(ACTIVITY):
Copy out each line below that has the word "preconcurrency" in it.

(Stored data):
»»

Issue #266, opened 2022-06-22
Use primary associated type to reduce boilerplate


stevapple:
After [SE-0346](https://github.com/apple/swift-evolution/blob/main/proposals/0346-light-weight-same-type-syntax.md) lands in Swift 5.7, it’s possible for us to mark `Event` and `Output` as primary associate types for `LambdaHandler`. This can simplify a demo handler from:

```swift
@main
struct MyLambda: LambdaHandler {
    typealias Event = String
    typealias Output = String

    init(context: LambdaInitializationContext) async throws {
        // setup your resources that you want to reuse for every invocation here.
    }

    func handle(_ input: String, context: LambdaContext) async throws -> String {
        // as an example, respond with the input's reversed
        String(input.reversed())
    }
}
```

into

```swift
@main
struct MyLambda: LambdaHandler<String, String> {
    init(context: LambdaInitializationContext) async throws {
        // setup your resources that you want to reuse for every invocation here.
    }

    func handle(_ input: String, context: LambdaContext) async throws -> String {
        // as an example, respond with the input's reversed
        String(input.reversed())
    }
}
```

sebsto:
Implemented in v2 
https://github.com/swift-server/swift-aws-lambda-runtime/blob/54fd25bdad26ac9d2a0cd593a82ed438dc7e9825/Examples/HelloWorld/Sources/main.swift#L19

PR #272, opened 2022-09-30
Improves Developer Ergonomics for LambdaHandler Conformances

hectormatos2011:
This PR aims to improve developer ergonomics for simple `LambdaHandler` conformances when trying to quickly put together a local server to test against.

### Motivation:

Swift 5.7 added primary associated types for protocols where you can start using generic bracket syntax for protocols. An issue for this was opened not too long ago in this repo (#266) with the primary motivation of improving developer ergonomics around types conforming to `LambdaHander`. However, swift's type inference system _should_ be able to handle the aforementioned issue just fine without using primary associated types (although support for that could still be useful when defining properties conforming to `LambdaHandler` when you want to constrain the types).

Swift's type inference system does not pick up the `Event` and `Output` types for objects conforming to `LambdaHandler` because those types are defined in the covariant protocol `EventLoopLambdaHandler`. This means that you need to add type aliases for `Event` and `Output` when conforming to `LambdaHandler` - resulting in less than ideal developer ergonomics when trying to spin up a quick little local server.

Additionally, the initializer for `LambdaHandler` is currently a required function in the protocol. This is super useful for setup logic for your Handlers but degrades the developer ergonomics of the most simple/minimal use-case for LambdaHandlers. Developers should be able to continue having the capability of writing simple lambda handlers like they could do in 0.5.2:

```swift
import AWSLambdaRuntime
import Foundation

Lambda.run { (context, input: Request, callback: @escaping (Result<String, Error>) -> Void) in
    callback(.success(...))
}
```

The current state of affairs in comparison is to explicitly define the `Event` and `Output` associated types of `LambdaHandler` when writing a simple lambda as well as being forced to include an init that isn't necessarily always required to successfully run a simple lambda:

```swift
import AWSLambdaRuntime
import Foundation

@main
struct EntryHandler: LambdaHandler {
    typealias Event = SomeCodableEventType
    typealias Output = SomeCodableOutputType
   
    init(context: AWSLambdaRuntimeCore.LambdaInitializationContext) async throws {
        // The body of this could be blank and the lambda would still work
    }
   
    func handle(_ event: Event, context: LambdaContext) async throws -> Output {
        // lambda logic
    }
}
```

With the changes on main, a developer loses the ease of writing a three-line lambda that they could do in 0.5.2.

On top of all of this, when needing to run a server locally in Xcode, a developer would need to add an environment variable to their local scheme. This isn't a much used feature in Xcode for developers coming from iOS who are looking to maybe start writing swift on the server. This isn't too big of a deal, but could be a bit of pain to do when trying to set yourself up with Lambda for the first time. It also introduces the possibility of having to manage two different environment variables if you're switching between debugging in Xcode or running the server locally in your Terminal. It would be nice to have the capability of defining this in code so a developer wouldn't have to open a separate window to toggle a server running locally.

I may be wrong about this (not a lot of experience writing swift on the server), but if a developer is running a local server in Xcode, it should be safe to assume that the server isn't running on an environment like AWS Lambda or Docker. I think that if a server is running their Lambda in Xcode, `LOCAL_LAMBDA_SERVER_ENABLED` should be enabled by default. Doing so would enable developers to package ready-to-go example local servers with their example mobile apps (maybe they want to demonstrate the usage of an SDK or something).

Currently, developers in this situation would have to instruct their users to set up this `LOCAL_LAMBDA_SERVER_ENABLED` environment variable. If a user is a swift developer already, they might have the urge to open that Package in Xcode and just hit run without knowing they need to set that variable up. 

With the support of a variable for enabling running as a local server in Lambda directly, a developer could package a ready-to-go local server package with their example apps that would only require opening the package and running in Xcode with no extra set up.

### Modifications:

* Removes ambiguities between `LambdaHandler`, `EventLoopLambdaHandler`, and `ByteBufferLambdaHandler`. The `handle(_:context:)` functions shared across all three prevented the swift compiler from properly inferring the `Event` and `Output` types between `LambdaHandler` and `EventLoopLambdaHandler`. The `handle(_:context:)` functions are now more descriptive with their primary parameter to match the protocol they are associated with:
    * `LambdaHandler.handle(_:context)` has now been changed to `LambdaHandler(request:context:)`
    * `EventLoopLambdaHandler.handle(_:context)` has now been changed to `EventLoopLambdaHandler(event:context:)`
    * `ByteBufferLambdaHandler.handle(_:context)` has now been changed to `ByteBufferLambdaHandler(buffer:context:)`
* Adds an init function to the `LambdaHandler` protocol
    * Adds a default implementation for `init(context:)` that calls through to `init()` - this allows fully qualified structs conforming to `LambdaHandler` to omit their initializers if no setup is required for the Lambda handler
* Adds a static var `isLocalServerEnabled` to the `ByteBufferLambdaHandler` protocol
    * Default is `true` when running in Xcode, but still respects the `LOCAL_LAMBDA_SERVER_ENABLED` environment variable.
    * This defaults to `false` if running outside of Xcode
* Updates tests with new changes 

### Result:

With all of the changes in this PR, a developer could package a local lambda handler Swift Package with an example app that could look like this:

```swift
@main
final class EntryHandler: LambdaHandler {
    func handle(request: YourDecodableRequest, context: LambdaContext) -> YourEncodableResponse {
        // lambda logic
    }
}
```

All previous logic is still retained but the optional code needed is now opt-in with sensible defaults.

### DIFF
--- a/Sources/AWSLambdaRuntimeCore/Lambda+String.swift
+++ b/Sources/AWSLambdaRuntimeCore/Lambda+String.swift
@@ -16,7 +16,7 @@ import NIOCore
 extension EventLoopLambdaHandler where Event == String {
     /// Implementation of a `ByteBuffer` to `String` decoding.
     @inlinable
-    public func decode(buffer: ByteBuffer) throws -> String {
+    public func decode(buffer: ByteBuffer) throws -> Event {
         var buffer = buffer
         guard let string = buffer.readString(length: buffer.readableBytes) else {
             fatalError("buffer.readString(length: buffer.readableBytes) failed")
@@ -28,7 +28,7 @@ extension EventLoopLambdaHandler where Event == String {
 extension EventLoopLambdaHandler where Output == String {
     /// Implementation of `String` to `ByteBuffer` encoding.
     @inlinable
-    public func encode(allocator: ByteBufferAllocator, value: String) throws -> ByteBuffer? {
+    public func encode(allocator: ByteBufferAllocator, value: Output) throws -> ByteBuffer? {
         // FIXME: reusable buffer
         var buffer = allocator.buffer(capacity: value.utf8.count)
         buffer.writeString(value)
--- a/Sources/AWSLambdaRuntimeCore/Lambda.swift
+++ b/Sources/AWSLambdaRuntimeCore/Lambda.swift
@@ -73,7 +73,7 @@ public enum Lambda {
 
         // start local server for debugging in DEBUG mode only
         #if DEBUG
-        if Lambda.env("LOCAL_LAMBDA_SERVER_ENABLED").flatMap(Bool.init) ?? false {
+        if Lambda.isLocalServer {
             do {
                 return try Lambda.withLocalServer {
                     _run(configuration)
@@ -93,6 +93,13 @@ public enum Lambda {
 // MARK: - Public API
 
 extension Lambda {
+    #if DEBUG
+    static var isLocalServer: Bool {
+        get { env("LOCAL_LAMBDA_SERVER_ENABLED").flatMap(Bool.init) ?? false }
+        set { setenv("LOCAL_LAMBDA_SERVER_ENABLED", String(newValue), 1) }
+    }
+    #endif
+    
     /// Utility to access/read environment variables
     public static func env(_ name: String) -> String? {
         guard let value = getenv(name) else {
--- a/Sources/AWSLambdaRuntimeCore/Lambda.swift
+++ b/Sources/AWSLambdaRuntimeCore/Lambda.swift
@@ -43,7 +43,7 @@ public enum Lambda {
         // start local server for debugging in DEBUG mode only
         #if DEBUG
         var localServer: LocalLambda.Server? = nil
-        if Handler.isLocalServer || env("LOCAL_LAMBDA_SERVER_ENABLED").flatMap(Bool.init) ?? false {
+        if Handler.isLocalServer {
             localServer = try Lambda.startLocalServer()
         }
         #endif
--- a/Sources/AWSLambdaRuntimeCore/Lambda.swift
+++ b/Sources/AWSLambdaRuntimeCore/Lambda.swift
@@ -33,11 +33,12 @@ public enum Lambda {
     ///     - handlerType: The Handler to create and invoke.
     ///
     /// - note: This is a blocking operation that will run forever, as its lifecycle is managed by the AWS Lambda Runtime Engine.
+    @discardableResult
     internal static func run<Handler: ByteBufferLambdaHandler>(
         configuration: LambdaConfiguration = .init(),
         handlerType: Handler.Type
-    ) throws {
-        var result: Result<Int, Error>?
+    ) throws -> Int {
+        var result: Result<Int, Error> = .success(0)
         
         // start local server for debugging in DEBUG mode only
         #if DEBUG
@@ -66,12 +67,12 @@ public enum Lambda {
                 #if DEBUG
                 signalSource.cancel()
                 #endif
-                result = lifecycleResult
                 eventLoop.shutdownGracefully { error in
                     if let error = error {
                         preconditionFailure("Failed to shutdown eventloop: \(error)")
                     }
                 }
+                result = lifecycleResult
             }
         }
 
@@ -81,7 +82,10 @@ public enum Lambda {
         try localServer?.stop()
         #endif
         
-        if case .failure(let error) = result {
+        switch result {
+        case .success(let count):
+            return count
+        case .failure(let error):
             throw error
         }
     }
--- a/Sources/AWSLambdaRuntimeCore/Lambda.swift
+++ b/Sources/AWSLambdaRuntimeCore/Lambda.swift
@@ -36,70 +36,60 @@ public enum Lambda {
     internal static func run<Handler: ByteBufferLambdaHandler>(
         configuration: LambdaConfiguration = .init(),
         handlerType: Handler.Type
-    ) -> Result<Int, Error> {
-        let _run = { (configuration: LambdaConfiguration) -> Result<Int, Error> in
-            Backtrace.install()
-            var logger = Logger(label: "Lambda")
-            logger.logLevel = configuration.general.logLevel
-
-            var result: Result<Int, Error>!
-            MultiThreadedEventLoopGroup.withCurrentThreadAsEventLoop { eventLoop in
-                let runtime = LambdaRuntime<Handler>(eventLoop: eventLoop, logger: logger, configuration: configuration)
-                #if DEBUG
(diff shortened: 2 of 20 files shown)


Sources/AWSLambdaRuntimeCore/Lambda.swift
```diff
@@ -33,60 +33,61 @@ public enum Lambda {
...
+    @discardableResult
     internal static func run<Handler: ByteBufferLambdaHandler>(
         configuration: LambdaConfiguration = .init(),
         handlerType: Handler.Type
-    ) -> Result<Int, Error> {
-        let _run = { (configuration: LambdaConfiguration) -> Result<Int, Error> in
-            Backtrace.install()
-            var logger = Logger(label: "Lambda")
-            logger.logLevel = configuration.general.logLevel
+    ) throws -> Int {
```
hectormatos2011, line 40: The changes here is just code cleanup that should make the binary a little smaller. The logic here is exactly the same

Sources/AWSLambdaRuntimeCore/LambdaConfiguration.swift
```diff
@@ -17,42 +17,23 @@ import Logging
...
-    }
-
-    init(general: General? = nil, lifecycle: Lifecycle? = nil, runtimeEngine: RuntimeEngine? = nil) {
-        self.general = general ?? General()
-        self.lifecycle = lifecycle ?? Lifecycle()
-        self.runtimeEngine = runtimeEngine ?? RuntimeEngine()
-    }
+    var general: General = .init()
+    var lifecycle: Lifecycle = .init()
+    var runtimeEngine: RuntimeEngine = .init()
```
hectormatos2011, line 22: This is probably unnecessary if you don't like it but I updated this to be easier to read. You don't necessarily need the init functions you had before if these are just structs. Updating to vars for these internal structs still keeps the same ability to initialize these structs with the default values you had defined in your previous init functions.

Let me know if you don't want this!

Sources/AWSLambdaRuntimeCore/LambdaContext.swift
```diff
@@ -14,13 +14,12 @@
 
 #if compiler(>=5.6)
 @preconcurrency import Dispatch
-@preconcurrency import Logging
-@preconcurrency import NIOCore
```
hectormatos2011, line 18: Xcode 14 complains about these. I don't think they're needed anymore? If this breaks something before Xcode 14 I may have to remove this

Sources/AWSLambdaRuntimeCore/LambdaRuntimeClient.swift
```diff
@@ -13,13 +13,8 @@
 //===----------------------------------------------------------------------===//
 
 import Logging
-#if compiler(>=5.6)
-@preconcurrency import NIOCore
-@preconcurrency import NIOHTTP1
-#else
```
hectormatos2011, line 19: Same as before, Xcode 14 says these aren't needed. Will revert this change if it breaks something before Swift 5.7

Sources/AWSLambdaRuntimeCore/Terminator.swift
```diff
@@ -20,11 +20,7 @@ import NIOCore
 public final class LambdaTerminator {
     fileprivate typealias Handler = (EventLoop) -> EventLoopFuture<Void>
 
-    private var storage: Storage
-
-    init() {
-        self.storage = Storage()
-    }
```
hectormatos2011, line 27: More code cleanup. You don't need the init if all you're doing is providing a default value to the private `storage` variable

Tests/AWSLambdaRuntimeCoreTests/Utils.swift
```diff
@@ -32,18 +32,20 @@ func runLambda<Handler: ByteBufferLambdaHandler>(behavior: LambdaServerBehavior,
...
-        XCTFail("should fail with \(shouldFailWithError!)", file: file, line: line)
-    case .success(let count) where shouldFailWithError == nil:
-        XCTAssertEqual(shoudHaveRun, count, "should have run \(shoudHaveRun) times", file: file, line: line)
-    case .failure(let error) where shouldFailWithError == nil:
-        XCTFail("should succeed, but failed with \(error)", file: file, line: line)
-    case .failure(let error) where shouldFailWithError != nil:
-        XCTAssertEqual(String(describing: shouldFailWithError!), String(describing: error), "expected error to mactch", file: file, line: line)
-    default:
-        XCTFail("invalid state")
+func assertLambdaRuntimeResult(_ result: @autoclosure () throws -> Int, shouldHaveRun: Int = 0, shouldFailWithError: Error? = nil, file: StaticString = #file, line: UInt = #line) {
```
hectormatos2011, line 35: Using an autoclosure, we can guarantee that the `result` closure can get called with `try` without having to update the test function definitions to using `throws`. 

This also takes advantage of swift error handling which allows us to clean up this logic. It's more readable in my opinion but I can revert this if you don't like it.

Sources/AWSLambdaRuntimeCore/Lambda+String.swift
```diff
@@ -16,7 +16,7 @@ import NIOCore
 extension EventLoopLambdaHandler where Event == String {
     /// Implementation of a `ByteBuffer` to `String` decoding.
     @inlinable
-    public func decode(buffer: ByteBuffer) throws -> String {
+    public func decode(buffer: ByteBuffer) throws -> Event {
```
hectormatos2011, line 19: These changes help to solve ambiguities in the swift compiler across default implementations of `EventLoopLambdaHandler` when importing `AWSLambdaRuntime` or running tests for the package in Xcode

tomerd:
thanks @hectormatos2011, @fabianfett  and myself have been discussing some API changes to the main branch that should help address some of the points you bring up. should be able to put up a PR soon and then we can maybe see what else is missing and you can help get it over the finish line. wdyt?

hectormatos2011:
@tomerd I'd love to contribute! Thanks for taking a look. Would you like me to close this one? There's some good nuggets of code in here that should at least help with the type inference issue

tomerd:
lets keep it open and focus on landing https://github.com/swift-server/swift-aws-lambda-runtime/pull/273. then we can see what else we need to bring over

tomerd:
hi @hectormatos2011 would you like to revisit this now that we have the 1.0 API in place?

hectormatos2011:
Let me take a look at 1.0 and close the PR if need be

tomerd:
> @tomerd Is it currently possible to have code in the Lambda that makes it always run with LOCAL_LAMBDA_SERVER_ENABLED or do we still have to put that in the target itself? I'd like to be able to deploy example documentation that a developer could just copy and paste into Xcode without having to finagle with Edit Schemes or anything like that

that is not possible right now, to protect users from accidentally deploying the mock / debug server

PR #273, opened 2022-10-07
API Refactoring

tomerd:
refactoring the API for 1.0


tomerd:
@fabianfett ptal

Sources/AWSLambdaRuntime/Lambda+Codable.swift
```diff
@@ -19,7 +19,45 @@ import class Foundation.JSONEncoder
...
+@available(macOS 12, iOS 15, tvOS 15, watchOS 8, *)
+extension LambdaHandler where Output: Encodable {
+    public var encoder: LambdaCodableEncoder {
+        Lambda.defaultJSONEncoder
+    }
+}
+
+// MARK: - EventLoopLambdaHandler Codable support
 
 /// Implementation of  a`ByteBuffer` to `Event` decoding.
```
yim-lee, line 62:
```suggestion
/// Implementation of `ByteBuffer` to `Event` decoding.
```

Sources/AWSLambdaRuntimeCore/LambdaHandler.swift
```diff
@@ -44,45 +46,129 @@ public protocol LambdaHandler: EventLoopLambdaHandler {
...
+    /// Examples for this can be HTTP or database clients.
+    /// - parameters:
+    ///     - context: Runtime ``LambdaInitializationContext``.
+    public init(context: LambdaInitializationContext) async throws {
+        self.init()
+    }
+}
+
+@available(macOS 12, iOS 15, tvOS 15, watchOS 8, *)
+final class CodableLambdaHandler<Underlying: LambdaHandler>: ByteBufferLambdaHandler {
```
stevapple, line 87: I would suggest a name change here to avoid confusion with Swift’s `Codable`, but I’ve got no suitable name yet and it’s `internal` so we indeed can correct it later.

Sources/AWSLambdaRuntimeCore/LambdaHandler.swift
```diff
@@ -44,45 +46,129 @@ public protocol LambdaHandler: EventLoopLambdaHandler {
     ///
     /// - Returns: A Lambda result ot type `Output`.
     func handle(_ event: Event, context: LambdaContext) async throws -> Output
```
stevapple, line 48: I would like to see `Context` and `InitializationContext` added as `typealias`es of lambda handlers, which should further simplify the interface.

Sources/AWSLambdaRuntimeCore/LambdaHandler.swift
```diff
@@ -44,45 +46,129 @@ public protocol LambdaHandler: EventLoopLambdaHandler {
...
+    func decode(buffer: ByteBuffer) throws -> Event
 }
 
 @available(macOS 12, iOS 15, tvOS 15, watchOS 8, *)
 extension LambdaHandler {
-    public static func makeHandler(context: LambdaInitializationContext) -> EventLoopFuture<Self> {
-        let promise = context.eventLoop.makePromise(of: Self.self)
+    public init() {
+        self.init()
+    }
```
fabianfett, line 73: This looks very much like infinite recursion to me:

```swift
import XCTest
import AWSLambdaRuntime

struct Foo: Codable {}
struct Bar: Codable {}

struct FooHandler: LambdaHandler {
    typealias Event = Foo
    typealias Output = Bar

    var haha: String

        self.haha = "hahaha"
    }

    func handle(_ event: Foo, context: LambdaContext) async throws -> Bar {
        preconditionFailure()
    }
}

@available(macOS 12, *)
final class FooTests: XCTestCase {

    func testInitialization() {
        let handler = FooHandler()

        print(handler)
    }
}
```

This compiles but crashes then.

Sources/AWSLambdaRuntimeCore/LambdaHandler.swift
```diff
@@ -26,13 +25,16 @@ import NIOCore
...
+    /// The lambda functions input. In most cases this should be `Codable`. If your event originates from an
+    /// AWS service, have a look at [AWSLambdaEvents](https://github.com/swift-server/swift-aws-lambda-events),
+    /// which provides a number of commonly used AWS Event implementations.
+    associatedtype Event
+    /// The lambda functions output. Can be `Void`.
+    associatedtype Output
+
+    init()
+
     init(context: LambdaInitializationContext) async throws
```
fabianfett, line 38: I still think we need two different handler protocols to enable this easy use. See below re infinite recursion.

Sources/AWSLambdaRuntimeCore/LambdaHandler.swift
fabianfett: `Context` is a very generic name. I'm not sure, if I would be a fan of this change.

Sources/AWSLambdaRuntimeCore/LambdaRunner.swift
```diff
@@ -33,7 +33,7 @@ internal final class LambdaRunner {
     /// Run the user provided initializer. This *must* only be called once.
     ///
     /// - Returns: An `EventLoopFuture<LambdaHandler>` fulfilled with the outcome of the initialization.
-    func initialize<Handler: ByteBufferLambdaHandler>(logger: Logger, terminator: LambdaTerminator, handlerType: Handler.Type) -> EventLoopFuture<Handler> {
+    func initialize(handlerType: (some ByteBufferLambdaHandler).Type, logger: Logger, terminator: LambdaTerminator) -> EventLoopFuture<any ByteBufferLambdaHandler> {
```
fabianfett, line 36: We must enforce 5.7 if we want to use this syntax. Currently we require 5.6. Also IMO we def. should not return `any` here. We should preserve the type.

Sources/AWSLambdaRuntimeCore/LambdaRunner.swift
```diff
@@ -43,7 +43,9 @@ internal final class LambdaRunner {
             allocator: self.allocator,
             terminator: terminator
         )
-        return Handler.makeHandler(context: context)
+
+        return handlerType.makeHandler(context: context)
+            .map { $0 as any ByteBufferLambdaHandler }
```
fabianfett, line 48: don't drop types here.

Sources/AWSLambdaRuntimeCore/LambdaRunner.swift
```diff
@@ -58,7 +60,7 @@ internal final class LambdaRunner {
             }
     }
 
-    func run<Handler: ByteBufferLambdaHandler>(logger: Logger, handler: Handler) -> EventLoopFuture<Void> {
+    func run(logger: Logger, handler: any ByteBufferLambdaHandler) -> EventLoopFuture<Void> {
```
fabianfett, line 63: no type dropping here.

Sources/AWSLambdaRuntimeCore/LambdaRuntime.swift
```diff
@@ -19,34 +19,58 @@ import NIOCore
 /// `LambdaRuntime` manages the Lambda process lifecycle.
 ///
 /// Use this API, if you build a higher level web framework which shall be able to run inside the Lambda environment.
-public final class LambdaRuntime<Handler: ByteBufferLambdaHandler> {
+public final class LambdaRuntime {
```
fabianfett, line 22: We did we drop the type here?

fabianfett (changes requested):
Great progress! Love the Handlers that don't depend on each other anymore. However we should preserve the types were feasible. And also I don't think we can get rid of the required initializer that easily.

Sources/AWSLambdaRuntimeCore/LambdaHandler.swift
stevapple: I think they’re specific enough for a `LambdaHandler`👀 Especially when AWS Lambda and other platforms are widely adopting the term “context” and “context object”.

stevapple: I would see this as a potential extension point, where we can introduce custom `Context` types by `ExpessibleByLambdaContext` protocol to customize their own context instead of extending `LambdaContext` (which is bad practice).

Examples/JSON/Lambda.swift
```diff
@@ -30,10 +30,6 @@ struct MyLambda: LambdaHandler {
     typealias Event = Request
     typealias Output = Response
```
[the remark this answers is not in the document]
tomerd: unfortuently they are, need to see with the compiler team why this is the case

Examples/LocalDebugging/MyLambda/Lambda.swift
```diff
@@ -23,10 +23,6 @@ struct MyLambda: LambdaHandler {
     typealias Event = Request
     typealias Output = Response
```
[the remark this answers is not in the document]
tomerd: ditto

Sources/AWSLambdaRuntimeCore/LambdaContext.swift
```diff
@@ -71,8 +65,8 @@ public struct LambdaInitializationContext: _AWSLambdaSendable {
 
 /// Lambda runtime context.
 /// The Lambda runtime generates and passes the `LambdaContext` to the Lambda handler as an argument.
-public struct LambdaContext: CustomDebugStringConvertible, _AWSLambdaSendable {
-    final class _Storage: _AWSLambdaSendable {
+public struct LambdaContext: CustomDebugStringConvertible, Sendable {
+    final class _Storage: Sendable {
```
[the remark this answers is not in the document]
tomerd: this PR does not change that aspect. are you saying it was a mistake originally? could `LambdaContext` be `Sendable` if the `_Storage` is not?

Sources/AWSLambdaRuntimeCore/LambdaHandler.swift
tomerd: we could, I was debating this myself. I was also expecting infinite recursion but strangely it was not the case

Sources/AWSLambdaRuntimeCore/LambdaHandler.swift
tomerd: infinite recursion.thanks was also my exception but the tests in `LambdaHandlerTest` work fine. specifically see testBootstrapSuccess. testBootstrapFailure, testBootstrapInitSimple, testBootstrapNoInit. thoughts?

Sources/AWSLambdaRuntimeCore/LambdaHandler.swift
tomerd: this is internal, so should not be an issue

Sources/AWSLambdaRuntimeCore/LambdaRunner.swift
tomerd: this PR already changes the requirement to 5.7, unless I missed something?

Sources/AWSLambdaRuntimeCore/LambdaRunner.swift
tomerd: this was required to make the type system happy. do you have a better way to do this?

Sources/AWSLambdaRuntimeCore/LambdaRunner.swift
tomerd: ditto

Sources/AWSLambdaRuntimeCore/LambdaRuntime.swift
tomerd: this was required to remove the conformance to `ByteBufferLambdaHandler` from the other protocols, as otherwise it would require it. Do you have a better solution in mind?

Sources/AWSLambdaRuntimeCore/Terminator.swift
```diff
@@ -100,7 +100,7 @@ extension LambdaTerminator {
 
 extension LambdaTerminator {
     fileprivate final class Storage {
-        private let lock: Lock
+        private let lock: NIOLock
```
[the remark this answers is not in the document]
tomerd: sure

Examples/ErrorHandling/Lambda.swift
```diff
@@ -21,8 +21,6 @@ struct MyLambda: LambdaHandler {
     typealias Event = Request
     typealias Output = Response
```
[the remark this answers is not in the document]
tomerd: not any more now!

Examples/JSON/Lambda.swift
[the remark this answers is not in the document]
tomerd: not any more now!

Sources/AWSLambdaRuntimeCore/LambdaHandler.swift
tomerd: added `SimpleLambdaHandler` back

Sources/AWSLambdaRuntimeCore/LambdaHandler.swift
tomerd: I think this is a good topic for a separate PR

Sources/AWSLambdaRuntimeCore/LambdaContext.swift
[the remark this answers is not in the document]
fabianfett: Oh stupid me. The `Storage` has only `let` properties. We are exactly right here.

Sources/AWSLambdaRuntimeCore/Lambda+String.swift
```diff
@@ -13,25 +13,46 @@
 //===----------------------------------------------------------------------===//
 import NIOCore
 
-extension EventLoopLambdaHandler where Event == String {
+// MARK: - LambdaHandler String support
+
+@available(macOS 12, iOS 15, tvOS 15, watchOS 8, *)
```
fabianfett, line 18: Do we just want to require macOS 12 and friends in the `Package.swift`? Will be a breaking change after 1.0...

Sources/AWSLambdaRuntimeCore/LambdaRunner.swift
fabianfett: It only changes this for all the examples. It also drops the 5.4 and 5.5 Package.swift. But the Package.swift without version only requires 5.6.

fabianfett: Also I think you are required to use the old generic syntax here, if we don't want to drop the types. Since we need create a connection between the input and the output type.

Sources/AWSLambdaRuntimeCore/LambdaRunner.swift
fabianfett: we don't need to drop here, if we keep the old syntax above.

Sources/AWSLambdaRuntimeCore/Lambda+String.swift
tomerd: sure

Sources/AWSLambdaRuntimeCore/LambdaRunner.swift
tomerd: > But the Package.swift without version only requires 5.6.

good catch

tomerd: > Also I think you are required to use the old generic syntax here, if we don't want to drop the types. Since we need create a connection between the input and the output type.

I don't think this can work with the old syntax. the Handler type is stored in LambdaRuntime which needs to loose it old generic signature, so they do not align any more

Sources/AWSLambdaRuntimeCore/Lambda+String.swift
hectormatos2011: This makes sense to me since most of the functionality I look to use is barred behind this anyways

tomerd:
@fabianfett now with your changes. thank you

benrosen78:
Hi there. Is there any update on when v1.0 will be released with the Swift async/await support? I am excited to use this in my software!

««

(YOUR RESPONSE):
 @preconcurrency import Dispatch
-@preconcurrency import Logging
-@preconcurrency import NIOCore
-@preconcurrency import NIOCore
-@preconcurrency import NIOHTTP1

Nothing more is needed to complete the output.